Search the data for the string "Jojo" and copy each line in which it appears.

(Dataset extract begins)

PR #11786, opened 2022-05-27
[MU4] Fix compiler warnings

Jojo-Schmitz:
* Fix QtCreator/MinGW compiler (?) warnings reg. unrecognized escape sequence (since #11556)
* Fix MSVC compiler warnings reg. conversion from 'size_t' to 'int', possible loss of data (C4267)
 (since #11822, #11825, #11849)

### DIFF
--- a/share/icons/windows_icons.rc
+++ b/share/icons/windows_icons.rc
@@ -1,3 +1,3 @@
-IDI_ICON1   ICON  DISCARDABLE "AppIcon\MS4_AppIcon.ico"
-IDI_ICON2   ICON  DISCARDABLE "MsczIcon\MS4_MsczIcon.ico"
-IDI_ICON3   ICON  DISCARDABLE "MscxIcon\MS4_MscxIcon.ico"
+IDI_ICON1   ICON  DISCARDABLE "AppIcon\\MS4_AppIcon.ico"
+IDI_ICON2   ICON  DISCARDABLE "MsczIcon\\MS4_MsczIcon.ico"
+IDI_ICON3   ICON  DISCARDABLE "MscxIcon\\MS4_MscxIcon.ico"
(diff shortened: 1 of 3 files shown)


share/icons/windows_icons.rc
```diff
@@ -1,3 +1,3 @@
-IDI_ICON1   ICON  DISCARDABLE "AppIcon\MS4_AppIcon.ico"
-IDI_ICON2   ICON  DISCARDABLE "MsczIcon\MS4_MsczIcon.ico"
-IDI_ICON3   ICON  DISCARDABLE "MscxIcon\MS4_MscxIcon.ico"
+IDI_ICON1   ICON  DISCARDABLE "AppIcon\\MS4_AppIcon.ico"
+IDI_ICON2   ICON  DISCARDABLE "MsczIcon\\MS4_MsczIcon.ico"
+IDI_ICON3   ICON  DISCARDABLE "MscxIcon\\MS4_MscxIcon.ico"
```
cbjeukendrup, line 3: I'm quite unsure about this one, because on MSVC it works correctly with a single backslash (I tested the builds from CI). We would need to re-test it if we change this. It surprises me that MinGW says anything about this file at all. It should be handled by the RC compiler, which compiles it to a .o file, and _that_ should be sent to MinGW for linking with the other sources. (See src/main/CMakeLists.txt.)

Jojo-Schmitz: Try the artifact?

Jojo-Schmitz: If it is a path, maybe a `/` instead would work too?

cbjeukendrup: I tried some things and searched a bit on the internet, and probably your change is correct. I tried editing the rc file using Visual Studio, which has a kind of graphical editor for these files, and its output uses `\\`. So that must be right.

(Dataset extract ends)

| Result for this task |
Jojo-Schmitz:
Jojo-Schmitz: Try the artifact?
Jojo-Schmitz: If it is a path, maybe a `/` instead would work too?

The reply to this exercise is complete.